I didn’t cry when I watched The Notebook or Titanic, or at that part when Plato dies in Rebel Without a Cause. I didn’t cry for The Bell Jar or The Great Gatsby. But when I watched Sierra DeMulder perform at York College last Spring, I sobbed. It was one of those purifying, necessary sobs that had been building for years. And it happened in the middle of her performance, in the middle of a small room packed with students and professors. Behind me, my best friend had already been crying to Sierra’s previous poem on her grandfather’s illness. As Sierra raged gracefully through a cathartic piece about her sister’s war against an eating disorder, I could not help but feel my own family’s struggles in each one of her words. At some point, I had to stop listening. I had to close my eyes and mentally repeat la la la to keep the hysteria in my chest, and not my throat.
After Sierra performed her last poem, my friend and I dried our cheeks with our shirt sleeves and told each other where black makeup needed wiped off. We thanked Sierra for her performance, praised her raw brilliance.

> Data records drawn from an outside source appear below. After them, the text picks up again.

Issue #1151, opened 2022-06-01
Add Twitter conversion tracking


Tim-Molyneux:
Hi all - I think it would be good idea to add conversion tracking for twitter to our website, which would help us better track conversion from Twitter ads to visits to your page or other specific actions - Here's a vid explaining it https://business.twitter.com/en/help/campaign-measurement-and-analytics/conversion-tracking-for-websites.html

Please could you help set this up? For now we could try adding this to the DI site but in future we may want to add it to the GNR page too. Thanks.

edwinmp:
@Tim-Molyneux this will require access to the DI twitter account - you can go through the Twitter steps and share the code snippet. With that, we'll only need to update Google Tag Manager.

edwinmp:
@davidebukali reopen if there's anything else still pending on this.

PR #1154, opened 2022-06-16
Add twitter website tag

davidebukali:
#1151

### DIFF
--- a/di_website/templates/layouts/default.html
+++ b/di_website/templates/layouts/default.html
@@ -10,6 +10,16 @@
   'https://www.googletagmanager.com/gtm.js?id='+i+dl;f.parentNode.insertBefore(j,f);
   })(window,document,'script','dataLayer','GTM-NH32T6V');</script>
   <!-- End Google Tag Manager -->
+  <!-- Twitter universal website tag code -->
+  <script>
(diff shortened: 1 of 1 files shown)


di_website/templates/layouts/default.html
```diff
@@ -10,6 +10,16 @@
...
+  <!-- Twitter universal website tag code -->
+  <script>
+  !function(e,t,n,s,u,a){e.twq||(s=e.twq=function(){s.exe?s.exe.apply(s,arguments):s.queue.push(arguments);
+  },s.version='1.1',s.queue=[],u=t.createElement(n),u.async=!0,u.src='//static.ads-twitter.com/uwt.js',
+  a=t.getElementsByTagName(n)[0],a.parentNode.insertBefore(u,a))}(window,document,'script');
+  // Insert Twitter Pixel ID and Standard Event data below
+  twq('init','o8fck');
+  twq('track','PageView');
+  </script>
+  <!-- End Twitter universal website tag code -->
```
edwinmp, line 22: Why is this required if you're using Google Tag Manager? The whole point of GTM is to avoid this kind of thing ...

davidebukali: Closed this as the tag fires without it included.

Issue #1147, opened 2022-05-23
Related content 


EmmawDI:
**Is your feature request related to a problem? Please describe.**
The Related Content section on our resource/blog pages becomes out of date quickly and needs to be manually updated to direct users to more recent content. As a result, users are unlikely to discover more recent content relevant to their search/interest, instead only being directed to older (and therefore potentially less useful) resources. 

**Describe the solution you'd like**

We have been thinking about how we can ensure that the Related Content on resource/blog pages on the website can be kept relevant and up to date, to make sure that users are directed to our most recent content. 
Would it be possible to change the current Related Links block in the CMS, so that instead of Page being the only option, we can either:
-	Manually select a page, as we can currently, or
-	Choose a country (from the Snippet list), so the site displays the most recent content tagged with that country, or
-	Choose a topic (from the Snippet list), so the site displays the most recent content tagged with that topic
Does this sound feasible?
 

![image](https://user-images.githubusercontent.com/101582869/169798308-0ac0c5c6-91e1-4133-be53-babddc1df7e8.png)

**Describe alternatives you've considered**
The only real alternative to achieve the same result is to manually update each page in the CMS.

pauline-n:
<img width="423" alt="Screenshot 2022-06-30 at 14 05 27" src="https://user-images.githubusercontent.com/71310090/176662385-b060016a-8ecc-404b-ba98-15dd0a15941a.png">
Something like this? @EmmawDI

EmmawDI:
Hi @davidebukali - thank you - I can't seem to log into the staging site currently, is this something you can help with so I can have a look?

davidebukali:
@EmmawDI sure thing, which email do you prefer to use ...

EmmawDI:
emmaw@devinit.org please!

davidebukali:
Sent you mail with details

SimonMurphyDI:
Hello @davidebukali Just used this and it's working well - there's one small change I suggest. At the moment the content is ordered older to newer (left to right) - can we swap this so the newest bit of the content is on the left hand side, so it's the first thing users see?

Thanks!

![image](https://user-images.githubusercontent.com/22001094/204751975-93d9b148-15a0-41d6-857d-4ebc688430ca.png)

davidebukali:
@SimonMurphyDI I've created an issue [here](https://github.com/devinit/DIwebsite-redesign/issues/1269)

SimonMurphyDI:
[...]

PR #1174, opened 2022-07-01
Feature | Related Content Additional Options

pauline-n:
#1147


edwinmp (changes requested):
Add this to every publication page type that has related links ... there's several publication page types besides `PublicationPage`

di_website/publications/models.py
```diff
@@ -486,16 +485,26 @@ def save(self, *args, **kwargs):
...
+            queryset = PublicationPage.objects.filter(topics__in=self.topics)
+            context['related_pages'] = get_related_pages(
+                self, self.publication_related_links.all(), queryset)
+        elif related_options == 'Country':
+            queryset = PublicationPage.objects.filter(page_countries__in=self.page_countries)
+            context['related_pages'] = get_related_pages(
+                self, self.publication_related_links.all(), queryset)
+        else:
+            context['related_pages'] = get_related_pages(
+                self, self.publication_related_links.all(), PublicationPage.objects)
```
edwinmp, line 500: You have this almost exactly repeated in like 5 different places ... Use a function and add it in the `RelatedLinksMixin`

```
def get_related_pages(self, option='Manual', PageClass):
     ....
```

Usage

`self.get_related_pages(related_options, PublicationPage)` - be sure to replace PublicationPage with all the other page types as required.

edwinmp (changes requested):

di_website/publications/models.py
pauline-n: Great, thanks

edwinmp (changes requested):
The country option doesn't seem to work - the links shown aren't for the target country.

Also, got an error when trying to view some of the publications.

image

edwinmp (changes requested):
The country option doesn't seem to work - the links shown aren't for the target country.

Also, got an error when trying to view some of the publications.

image

edwinmp (approved):
No idea if this works, so may as well get it to staging and find out :)

Issue #1159, opened 2022-06-22
Enhance or make clearer how the charts should be used


edwinmp:
e.g. It’s not clear enough that a user can select & compare multiple donors

This seems like a UX issue.

pauline-n:
@edwinmp Below are the design suggestions for enhancing the charts;

1. Moving the "How to use this chart" accordion from below the chart to above it, just before the Select Donors dropdown. 
2. Change 'Select donors' to 'Select up to 2 donors'. 
3. Using a multi-select and autocomplete instead of the dropdown element for the select donors field.

pauline-n:
![GHA Charts](https://user-images.githubusercontent.com/71310090/176855106-401f33ca-a97e-4195-8d65-c6673ddb9cb1.png)

Issue #1169, opened 2022-06-30
Configure the position of the 'How to use this chart' accordion


edwinmp:
Can either be top or bottom of the chart. Refer to ticket #1159 on top design

PR #1176, opened 2022-07-05
Move accordion above graphs

wakibi:
Change position of accordion as per #1159


edwinmp (changes requested):
This wasn't the requirement ... you also tagged the wrong ticket. [This](https://github.com/devinit/DIwebsite-redesign/issues/1169) is the right ticket. As we discussed in the sprint planning, the user must be given an option of having the accordion either at the top or bottom, with the bottom position as the default so that existing charts are not affected.

PR #496, opened 2013-04-04
Add Saltify driver

techhat:
Fix #493.

### DIFF
--- a/saltcloud/clouds/ec2.py
+++ b/saltcloud/clouds/ec2.py
@@ -841,9 +841,14 @@ def del_tags(name, kwargs, call=None):
         log.error('The del_tags action must be called with -a or --action.')
         sys.exit(1)
 
+    if not 'tags' in kwargs:
+        log.error('A tag or tags must be specified using tags=list,of,tags')
+        sys.exit(1)
+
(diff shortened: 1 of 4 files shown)


saltcloud/clouds/saltify.py
```diff
@@ -0,0 +1,176 @@
...
+# Import salt libs
+import salt.utils.event
+import salt.utils.xmlutil
+import saltcloud.utils
+
+# Get logging started
+log = logging.getLogger(__name__)
+
+
+# Only load in this module if the PARALLELS configurations are in place
```
s0undt3ch, line 33: This comment could be removed?

saltcloud/clouds/ec2.py
```diff
@@ -841,9 +841,14 @@ def del_tags(name, kwargs, call=None):
         log.error('The del_tags action must be called with -a or --action.')
         sys.exit(1)
 
+    if not 'tags' in kwargs:
```
s0undt3ch, line 844:
``` python
if 'tags' not in kwargs:
```

s0undt3ch:
@UtahDave that finger is too close to the trigger :smile:

PR #498, opened 2013-04-04
Add support for block device mappings in AWS.

codysoyland:
This adds support for AWS block device mappings (http://docs.aws.amazon.com/AWSEC2/latest/UserGuide/block-device-mapping-concepts.html)

This requires libcloud >= 0.12.1 (http://svn.apache.org/viewvc/libcloud/trunk/libcloud/compute/drivers/ec2.py?r1=1438350&r2=1438349&pathrev=1438350)

### DIFF
--- a/doc/topics/aws.rst
+++ b/doc/topics/aws.rst
@@ -194,6 +194,18 @@ Multiple security groups can also be specified in the same fashion:
       - default
       - extra
 
+Block device mappings enable you to specify additional EBS volumes or instance
+store volumes when the instance is launched. This setting is also available on
+each cloud profile:
+
+.. code-block:: yaml
+
+    AWS.block_device_mappings:
+        - DeviceName: /dev/sdb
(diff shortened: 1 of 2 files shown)


techhat:
Thanks for the pull req, @codysoyland! I would like to direct your attention to #450, and #121.

codysoyland:
Thanks, techhat! It looks like the functionality in #121 is to create and attach EBS volumes to running instances. If I understand correctly, you can only attach ephemeral instance store volumes to new instances on launch, and that is why you must supply a block device mapping upon instance launch. In addition to allowing you to attach ephemeral drives, this patch also allows you to specify volumes as part of your cloud profile script.

techhat:
Ah! My apologies, I didn't read it closely enough, it would seem. This is most excellent, and it makes me want to update the changes in #121 to make it more clear, like this is. I'll get this merged now, and we can fix that later.

PR #521, opened 2013-04-10
Allow the download of the bootstrap script to be skipped. Fixes #517.

s0undt3ch:
Either passing `--skip-bootstrap-download` to `setup.py build` or by having `SKIP_BOOTSTRAP_DOWNLOAD=1` as an environment variable.

### DIFF
--- a/setup.py
+++ b/setup.py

Her poem captured the excruciating heartbreak of watching a loved one suffer from an eating disorder, I told her, and those are the words I have tried unsuccessfully to write for years. I thanked her again—I think I even hugged her. Then, my friend and I did what any inspired writer should do: we bought half pints of ice cream and watched YouTube videos of other writers.
Not quite one year later, I am thrilled that Sierra is unveiling a new collection of poetry, Today Means Amen. Her poems explore romance, womanhood, illness, and family. Cofounder of Button Poetry, Sierra is a two-time National Poetry Slam champion and author of The Bones Below, New Shoes on a Dead Horse (Write Bloody Publishing, 2010 and 2012), and We Slept Here (Button Poetry, 2015).